[Stored data]
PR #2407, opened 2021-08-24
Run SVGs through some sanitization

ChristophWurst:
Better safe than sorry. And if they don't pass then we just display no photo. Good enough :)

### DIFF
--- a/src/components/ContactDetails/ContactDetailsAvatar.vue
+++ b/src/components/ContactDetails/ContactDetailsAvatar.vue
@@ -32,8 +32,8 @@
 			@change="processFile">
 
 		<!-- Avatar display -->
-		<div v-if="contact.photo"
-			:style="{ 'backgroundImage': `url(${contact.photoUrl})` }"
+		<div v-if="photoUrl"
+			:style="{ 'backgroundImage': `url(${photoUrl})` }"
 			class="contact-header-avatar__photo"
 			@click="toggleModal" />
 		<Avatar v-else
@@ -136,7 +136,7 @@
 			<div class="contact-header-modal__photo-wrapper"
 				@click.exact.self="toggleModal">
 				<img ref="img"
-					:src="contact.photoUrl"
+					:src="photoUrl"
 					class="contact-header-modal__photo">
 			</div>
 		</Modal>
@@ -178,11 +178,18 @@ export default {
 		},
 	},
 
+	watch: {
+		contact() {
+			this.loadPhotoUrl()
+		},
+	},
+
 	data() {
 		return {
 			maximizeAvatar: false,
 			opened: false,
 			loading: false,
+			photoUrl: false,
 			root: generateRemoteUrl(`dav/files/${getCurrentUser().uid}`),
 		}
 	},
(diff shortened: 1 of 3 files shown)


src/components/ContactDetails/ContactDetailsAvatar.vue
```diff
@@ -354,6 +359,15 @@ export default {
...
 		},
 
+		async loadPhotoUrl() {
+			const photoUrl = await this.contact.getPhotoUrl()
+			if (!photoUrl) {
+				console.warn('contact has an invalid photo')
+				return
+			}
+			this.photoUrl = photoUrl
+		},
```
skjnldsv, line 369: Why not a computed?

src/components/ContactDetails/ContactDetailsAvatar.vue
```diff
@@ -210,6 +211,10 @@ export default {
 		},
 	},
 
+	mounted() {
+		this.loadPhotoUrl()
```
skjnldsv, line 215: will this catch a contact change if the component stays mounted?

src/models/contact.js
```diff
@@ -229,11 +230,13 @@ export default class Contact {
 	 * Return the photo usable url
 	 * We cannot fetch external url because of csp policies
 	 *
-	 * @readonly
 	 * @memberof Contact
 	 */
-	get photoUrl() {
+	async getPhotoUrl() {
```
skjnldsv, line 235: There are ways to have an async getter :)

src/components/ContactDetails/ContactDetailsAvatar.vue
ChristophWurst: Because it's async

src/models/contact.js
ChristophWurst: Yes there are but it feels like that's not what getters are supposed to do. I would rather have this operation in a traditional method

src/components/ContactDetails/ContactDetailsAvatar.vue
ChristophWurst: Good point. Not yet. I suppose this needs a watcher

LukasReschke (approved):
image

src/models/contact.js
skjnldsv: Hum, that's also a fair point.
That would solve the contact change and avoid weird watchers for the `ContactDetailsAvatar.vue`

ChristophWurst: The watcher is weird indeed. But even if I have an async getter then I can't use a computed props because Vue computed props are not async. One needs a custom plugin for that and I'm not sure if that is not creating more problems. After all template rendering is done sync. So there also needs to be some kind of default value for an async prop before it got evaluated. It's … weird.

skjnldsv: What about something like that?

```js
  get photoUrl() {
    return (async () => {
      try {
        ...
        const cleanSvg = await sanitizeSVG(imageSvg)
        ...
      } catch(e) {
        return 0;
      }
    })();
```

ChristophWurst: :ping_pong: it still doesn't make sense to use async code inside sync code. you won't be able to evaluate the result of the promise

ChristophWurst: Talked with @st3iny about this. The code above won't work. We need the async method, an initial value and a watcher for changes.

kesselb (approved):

ACTIVITY: From the line containing "skjnldsv, line 235: There" to the final line of the data, repeat each line exactly. Include both ends.

TASK RESPONSE:
skjnldsv, line 235: There are ways to have an async getter :)

src/components/ContactDetails/ContactDetailsAvatar.vue
ChristophWurst: Because it's async

src/models/contact.js
ChristophWurst: Yes there are but it feels like that's not what getters are supposed to do. I would rather have this operation in a traditional method

src/components/ContactDetails/ContactDetailsAvatar.vue
ChristophWurst: Good point. Not yet. I suppose this needs a watcher

LukasReschke (approved):
image

src/models/contact.js
skjnldsv: Hum, that's also a fair point.
That would solve the contact change and avoid weird watchers for the `ContactDetailsAvatar.vue`

ChristophWurst: The watcher is weird indeed. But even if I have an async getter then I can't use a computed props because Vue computed props are not async. One needs a custom plugin for that and I'm not sure if that is not creating more problems. After all template rendering is done sync. So there also needs to be some kind of default value for an async prop before it got evaluated. It's … weird.

skjnldsv: What about something like that?

```js
  get photoUrl() {
    return (async () => {
      try {
        ...
        const cleanSvg = await sanitizeSVG(imageSvg)
        ...
      } catch(e) {
        return 0;
      }
    })();
```

ChristophWurst: :ping_pong: it still doesn't make sense to use async code inside sync code. you won't be able to evaluate the result of the promise

ChristophWurst: Talked with @st3iny about this. The code above won't work. We need the async method, an initial value and a watcher for changes.

kesselb (approved):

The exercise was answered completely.